Saved entries
PR #1546, opened 2026-05-06
Assign correct target permissions when using a custom target model

### LINKED ISSUE #1538: Error when trying to assign target to group as non-admin user
**Describe the bug**
When a non-admin user (in our case: a user that has registered through tom-registration and has been approved by an admin) creates a target group and tries to add a target  to that group, the following error message appears:

Image

**To Reproduce**
1. Login as non-admin user
2. Create a target group (go to /targets/targetgrouping/, click "create new grouping", fill out the form, etc.)
3. Go to /targets
4. Select n target(s), make sure target group is selected and click "add"
5. You see a success message that says 0 targets were added and a message about permissions and app_label mismatchs

**Expected behavior**
- if the user does not have the permissions to add targets to a group, a message saying "permission denied" should appear
- if the user has the permission, the targets should be added to the group and a success message should appear.

**Screenshots**
Image

- OS: MacOS
- Browser: Firefox
- Version [e.g. 22]: Firefox 150.0
- Python Version: Python 3.11.15

**Additional context**
- we are using a custom target model that extends BaseTarget
- I have looked at the code that produces the error message; seems to be here https://github.com/django-guardian/django-guardian/blob/main/guardian/backends.py#L107.
Guardian compares app_labels and these do not match, so this seems to be the cause of the error. I don't know, if we can just "change" the app_label in our Meta class in our custom model to be the same as BaseTarget or if that has some negative consequences. As a fallback, guardian compares the app_label of the content type and allows providing a custom function for fetching the content type via `guardian_settings.GET_CONTENT_TYPE`. I did try this with the following approach and it got rid off the error message and now just displays "Failed to add target with id=foo to group 'foo'; Permission denied. "
```python
def get_content_type(obj):
    if type(obj) is GalacticTarget:
        base_target_instance = BaseTarget.objects.get(pk=obj.id)
        return ContentType.objects.get_for_model(base_target_instance)
    return ContentType.objects.get_for_model(obj)
```
But I don't know if that is a good idea. 
- in general, in our current setup regular users don't seem to be allowed to add targets to groups unless they have created the group and have the `change_target` permission for the target. We don't add that permission for groups in our ingest scripts, so I think no user has that permission for these targets, and this will always fail. If a target is created through the UI and permission is set to public, regular users seem to be able to add these targets to their own groups. But other users can only add these targets to their own groups if (I think) the user that created the target is in the same group as the one who wants to add it to their group.

Fingel:


jchate6 (changes requested):
This looks really good.
The issue I'm seeing is that it feels like this is still not quite the expected behavior.

I think this works really well when targetgroup creation is restricted. But if non-admin users are able to create groups, they should be able to add any target they have access to to that group. Basically, it seems like you need to have created a target to add it to a group you created. 
This seems like an unexpected behavior. If I've created the group, and there are public targets, I should be able to add them to my group without issue.

Fingel:
> This looks really good. The issue I'm seeing is that it feels like this is still not quite the expected behavior.
> 
> I think this works really well when targetgroup creation is restricted. But if non-admin users are able to create groups, they should be able to add any target they have access to to that group. Basically, it seems like you need to have created a target to add it to a group you created. This seems like an unexpected behavior. If I've created the group, and there are public targets, I should be able to add them to my group without issue.

This is what I tested:

I opened the TOM in 2 different windows, one logged in a user1 and another in incognito mode as user2.

I had user 2 create a target, and set it's permissions to public.

Back on the user 1 window, I reloaded the page, and saw the public target. I then created a group, and added the target to the group. I then confirmed that I could view that group and the only target it contained was the public  target created by user 2.

What am I missing here? This seems to match the expected behavior you describe.

image

jchate6:
Is user1 an admin?
The scenario I'm getting failure on is a non-admin user creating a target group, and trying to add a public target.

So if we have user1= admin, user2 = non-admin

- user1 makes public target
- user2 makes group, tries to add public target

Fingel:
> Is user1 an admin? The scenario I'm getting failure on is a non-admin user creating a target group, and trying to add a public target.
> 
> So if we have user1= admin, user2 = non-admin
> 
>     * user1 makes public target
> 
>     * user2 makes group, tries to add public target

OK I think I found the issue. The original code checked to make sure the user had permissions _on the target_ instead of permissions _on the group_. I changed the check to make sure the user has permissions for the group before adding any targets to it, which I think is more correct and less surprising. Also seems to fix this particular case as well.

tom_targets/groups.py
```diff
@@ -28,8 +28,8 @@ def add_all_to_grouping(filter_data, grouping_object, request):
         return
     for target_object in target_queryset:
         try:
-            if not request.user.has_perm('tom_targets.change_target', target_object):
```
Fingel, line 31: Here is the change from checking target permissions to checking targetlist permissions.

jchate6 (approved):
Excellent. Thank you!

• What you should do:
Among the lines above, list those that contain the word "makes".

• Finished exercise:
- user1 makes public target
- user2 makes group, tries to add public target
>     * user1 makes public target
>     * user2 makes group, tries to add public target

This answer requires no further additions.